Dataset records
== == ==

PR #319, opened 2018-10-06
Add video.js player

mbrandonw:
This adds the [video.js player](http://videojs.com) for our episode videos, which allows playback speed to be changed. I've done some testing in safari, chrome and iPhone and it seems good, but would feel better with this change if you also ran this locally and gave it a whirl.

image

image


Sources/PointFree/Blog/BlogPosts/BlogPost0006_TaggedSecondsAndMilliseconds.swift
```diff
@@ -10,7 +10,7 @@ Let's create a type-safe interface for dealing with seconds and milliseconds in
     .init(
       content: "",
       timestamp: nil,
-      type: .image(src: "https://s3.amazonaws.com/pointfreeco-blog/posts/0006-tagged-seconds-and-milliseconds/poster.jpg")
+      type: .image(src: "https://d1iqsrac68iyd8.cloudfront.net/posts/0006-tagged-seconds-and-milliseconds/poster.jpg")
```
mbrandonw: found some missing cloudfront urls

Sources/PointFree/PageLayout.swift
```diff
@@ -54,6 +54,7 @@ struct SimplePageLayoutData<A> {
   private(set) var currentUser: Database.User?
   private(set) var data: A
   private(set) var description: String?
+  private(set) var extraHead: [ChildOf<Element.Head>]
```
mbrandonw: new layout field to be able to add extra things to the head

Sources/PointFree/PageLayout.swift
```diff
@@ -143,7 +146,7 @@ func simplePageLayout<A>(_ contentView: View<A>) -> View<SimplePageLayoutData<A>
       ])
 
     return document([
-      html([
+      html([lang(.en)], [
```
mbrandonw: saw an audit warning about this so thought I'd add it in

Sources/PointFree/VideoJs.swift
```diff
@@ -0,0 +1,40 @@
+import Css
+import Foundation
+import Html
+import HtmlCssSupport
+
+var videoJsHead: [ChildOf<Element.Head>] {
+  let videoJsAssets: [ChildOf<Element.Head>] = [
```
mbrandonw: this is the js and css needed to use video.js

Sources/PointFree/VideoJs.swift
```diff
@@ -0,0 +1,40 @@
...
+    link([
+      href("https://cdnjs.cloudflare.com/ajax/libs/video.js/7.2.4/alt/video-js-cdn.min.css"),
+      rel(.stylesheet)
+      ]),
+    .init(script([
+      src("https://cdnjs.cloudflare.com/ajax/libs/video.js/7.2.4/video.min.js"),
+      `defer`(true)
```
mbrandonw: I think by marking this as `defer` I can keep this script in the head instead of injecting it at the bottom of the `body`. does that sound right?

Sources/PointFree/VideoJs.swift
```diff
@@ -0,0 +1,40 @@
...
+      ]))
+  ]
+
+  return [
+    style(".vjs-subs-caps-button" % display(.none)),
```
mbrandonw: this hides the closed caption button in the video player. this is the simplest way I could find :/

Sources/PointFree/VideoJs.swift
```diff
@@ -0,0 +1,40 @@
...
+    script("window.HELP_IMPROVE_VIDEOJS = false;")
```
mbrandonw: this prevents video.js from sending stuff to google analytics.

Sources/PointFree/VideoJs.swift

== == ==

What you need to do: The word "player" appears on some lines of the data above; say how many such lines there are, with nothing else.

Reply to the exercise: 3